Top of Given records

PR #153, opened 2017-09-29
Various fixes and improvements

marmarek:
Fixes QubesOS/qubes-issues#3128
Fixes QubesOS/qubes-issues#3045
Fixes QubesOS/qubes-issues#3114
QubesOS/qubes-issues#3100

### DIFF
--- a/qubes/vm/qubesvm.py
+++ b/qubes/vm/qubesvm.py
@@ -872,15 +872,6 @@ class QubesVM(qubes.vm.mix.net.NetVMMixin, qubes.vm.BaseVM):
                 self.log.warning('Activating the {} VM'.format(self.name))
                 self.libvirt_domain.resume()
 
-                # close() is not really needed, because the descriptor is
-                # close-on-exec anyway, the reason to postpone close() is that
-                # possibly xl is not done constructing the domain after its main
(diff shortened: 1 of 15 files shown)


qubes/vm/qubesvm.py
```diff
@@ -839,24 +804,38 @@ def start(self, start_guid=True, notify_function=None,
...
+                            yield from self.netvm.start(start_guid=start_guid,
+                                notify_function=notify_function)
+
+                qmemman_client = yield from asyncio.get_event_loop().\
+                    run_in_executor(None, self.request_memory, mem_required)
+
+            except Exception as exc:
+                # let anyone receiving domain-pre-start know that startup failed
+                yield from self.fire_event_async('domain-start-failed',
+                    reason=str(exc))
```
woju: Why is this `reason=str(exc)` and not just `reason=exc`? Someone may extract something useful from the exception object (like `errno` or whatever).

marmarek: This event is mostly for those listening on `admin.Events`. I want to be sure it get serialized using sane way. For those wanting actual exception object (so, running inside qubesd process), there is next line: `raise`.

PR #158, opened 2017-10-12
storage/lvm: remove old volume only after successfully cloning new one

marmarek:
In some cases, it may happen that new volume (`self._vid_snap`) does not
exists. This is normally an error, but even in such a case, do not
remove the only remaining instance of volume (`self.vid`). Instead,
rename it temporarily and remove only after new volume is successfully
cloned.

Fixes QubesOS/qubes-issues#3164

### DIFF
--- a/qubes/storage/__init__.py
+++ b/qubes/storage/__init__.py
@@ -276,6 +276,9 @@ class Volume(object):
     def verify(self):
         ''' Verifies the volume.
 
+        This function is supposed to either return :py:obj:`True`, or raise
+        an exception.
+
         This can be implemented as a coroutine.'''
         raise self._not_implemented("verify")
 
--- a/qubes/storage/lvm.py
+++ b/qubes/storage/lvm.py
@@ -455,11 +455,21 @@ class ThinVolume(qubes.storage.Volume):
 
     def verify(self):
         ''' Verifies the volume. '''
+        if not self.save_on_stop and not self.snap_on_start:
+            # volatile volumes don't need any files
+            return True
+        if self.source is not None:
+            vid = str(self.source)
+        else:
+            vid = self.vid
         try:
-            vol_info = size_cache[self.vid]
-            return vol_info['attr'][4] == 'a'
+            vol_info = size_cache[vid]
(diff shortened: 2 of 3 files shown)


HW42:
Updated my branch with the improved event handling. 

I did not only fix the logic flaw you noticed but also addressed another problem. The previous version relied on that after calling `domainEventDeregisterAny()` the callback is not called anymore. But the libvirt documentation is not clear if this is true or if there might be some unhandled event in the queue which will trigger the callback after unregistering the callback.

When I added a second lock for the stopped event handling (instead of using `startup_lock`) I also noticed that the logic can be (IMO) simplified.

This version should be quite resistant against unreliable stopped events (missing, dupplicated, delayed).

I did not opened a PR yet since I first want to test if I can trigger the race (and then verify my patch).

marmarek:
On Mon, Oct 16, 2017 at 10:03:12PM -0700, HW42 wrote:
> Updated my branch with the improved event handling. 
> 
> I did not only fix the logic flaw you noticed but also addressed another problem. The previous version relied on that after calling `domainEventDeregisterAny()` the callback is not called anymore. But the libvirt documentation is not clear if this is true or if there might be some unhandled event in the queue which will trigger the callback after unregistering the callback.
> 
> When I added a second lock for the stopped event handling (instead of using `startup_lock`) I also noticed that the logic can be (IMO) simplified.
> 
> This version should be quite resistant against unreliable stopped events (missing, dupplicated, delayed).
> 
> I did not opened a PR yet since I first want to test if I can trigger the race (and then verify my patch).

See other commits in
https://github.com/QubesOS/qubes-core-admin/pull/158 - there is a
regression test for this. Currently it tests only if private volume
isn't removed, but it's easy to modify it for events ordering test.

PS Why I can't see this comment on github web interface?

-- 
Best Regards,
Marek Marczykowski-Górecki
Invisible Things Lab

HW42:
> PS Why I can't see this comment on github web interface?

I wanted to add this comment to QubesOS/qubes-issues#3164, but accidentally used the wrong tab so the comment was posted on this PR. After noticing my error I deleted the comment here and added it to the issue.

Bottom of Given records

* **Your instructions**
Transcribe all the entries, keeping each one exactly as it is.

* **Completed exercise**
PR #153, opened 2017-09-29
Various fixes and improvements

marmarek:
Fixes QubesOS/qubes-issues#3128
Fixes QubesOS/qubes-issues#3045
Fixes QubesOS/qubes-issues#3114
QubesOS/qubes-issues#3100

### DIFF
--- a/qubes/vm/qubesvm.py
+++ b/qubes/vm/qubesvm.py
@@ -872,15 +872,6 @@ class QubesVM(qubes.vm.mix.net.NetVMMixin, qubes.vm.BaseVM):
                 self.log.warning('Activating the {} VM'.format(self.name))
                 self.libvirt_domain.resume()
 
-                # close() is not really needed, because the descriptor is
-                # close-on-exec anyway, the reason to postpone close() is that
-                # possibly xl is not done constructing the domain after its main
(diff shortened: 1 of 15 files shown)


qubes/vm/qubesvm.py
```diff
@@ -839,24 +804,38 @@ def start(self, start_guid=True, notify_function=None,
...
+                            yield from self.netvm.start(start_guid=start_guid,
+                                notify_function=notify_function)
+
+                qmemman_client = yield from asyncio.get_event_loop().\
+                    run_in_executor(None, self.request_memory, mem_required)
+
+            except Exception as exc:
+                # let anyone receiving domain-pre-start know that startup failed
+                yield from self.fire_event_async('domain-start-failed',
+                    reason=str(exc))
```
woju: Why is this `reason=str(exc)` and not just `reason=exc`? Someone may extract something useful from the exception object (like `errno` or whatever).

marmarek: This event is mostly for those listening on `admin.Events`. I want to be sure it get serialized using sane way. For those wanting actual exception object (so, running inside qubesd process), there is next line: `raise`.

PR #158, opened 2017-10-12
storage/lvm: remove old volume only after successfully cloning new one

marmarek:
In some cases, it may happen that new volume (`self._vid_snap`) does not
exists. This is normally an error, but even in such a case, do not
remove the only remaining instance of volume (`self.vid`). Instead,
rename it temporarily and remove only after new volume is successfully
cloned.

Fixes QubesOS/qubes-issues#3164

### DIFF
--- a/qubes/storage/__init__.py
+++ b/qubes/storage/__init__.py
@@ -276,6 +276,9 @@ class Volume(object):
     def verify(self):
         ''' Verifies the volume.
 
+        This function is supposed to either return :py:obj:`True`, or raise
+        an exception.
+
         This can be implemented as a coroutine.'''
         raise self._not_implemented("verify")
 
--- a/qubes/storage/lvm.py
+++ b/qubes/storage/lvm.py
@@ -455,11 +455,21 @@ class ThinVolume(qubes.storage.Volume):
 
     def verify(self):
         ''' Verifies the volume. '''
+        if not self.save_on_stop and not self.snap_on_start:
+            # volatile volumes don't need any files
+            return True
+        if self.source is not None:
+            vid = str(self.source)
+        else:
+            vid = self.vid
         try:
-            vol_info = size_cache[self.vid]
-            return vol_info['attr'][4] == 'a'
+            vol_info = size_cache[vid]
(diff shortened: 2 of 3 files shown)


HW42:
Updated my branch with the improved event handling. 

I did not only fix the logic flaw you noticed but also addressed another problem. The previous version relied on that after calling `domainEventDeregisterAny()` the callback is not called anymore. But the libvirt documentation is not clear if this is true or if there might be some unhandled event in the queue which will trigger the callback after unregistering the callback.

When I added a second lock for the stopped event handling (instead of using `startup_lock`) I also noticed that the logic can be (IMO) simplified.

This version should be quite resistant against unreliable stopped events (missing, dupplicated, delayed).

I did not opened a PR yet since I first want to test if I can trigger the race (and then verify my patch).

marmarek:
On Mon, Oct 16, 2017 at 10:03:12PM -0700, HW42 wrote:
> Updated my branch with the improved event handling. 
> 
> I did not only fix the logic flaw you noticed but also addressed another problem. The previous version relied on that after calling `domainEventDeregisterAny()` the callback is not called anymore. But the libvirt documentation is not clear if this is true or if there might be some unhandled event in the queue which will trigger the callback after unregistering the callback.
> 
> When I added a second lock for the stopped event handling (instead of using `startup_lock`) I also noticed that the logic can be (IMO) simplified.
> 
> This version should be quite resistant against unreliable stopped events (missing, dupplicated, delayed).
> 
> I did not opened a PR yet since I first want to test if I can trigger the race (and then verify my patch).

See other commits in
https://github.com/QubesOS/qubes-core-admin/pull/158 - there is a
regression test for this. Currently it tests only if private volume
isn't removed, but it's easy to modify it for events ordering test.

PS Why I can't see this comment on github web interface?

-- 
Best Regards,
Marek Marczykowski-Górecki
Invisible Things Lab

HW42:
> PS Why I can't see this comment on github web interface?

I wanted to add this comment to QubesOS/qubes-issues#3164, but accidentally used the wrong tab so the comment was posted on this PR. After noticing my error I deleted the comment here and added it to the issue.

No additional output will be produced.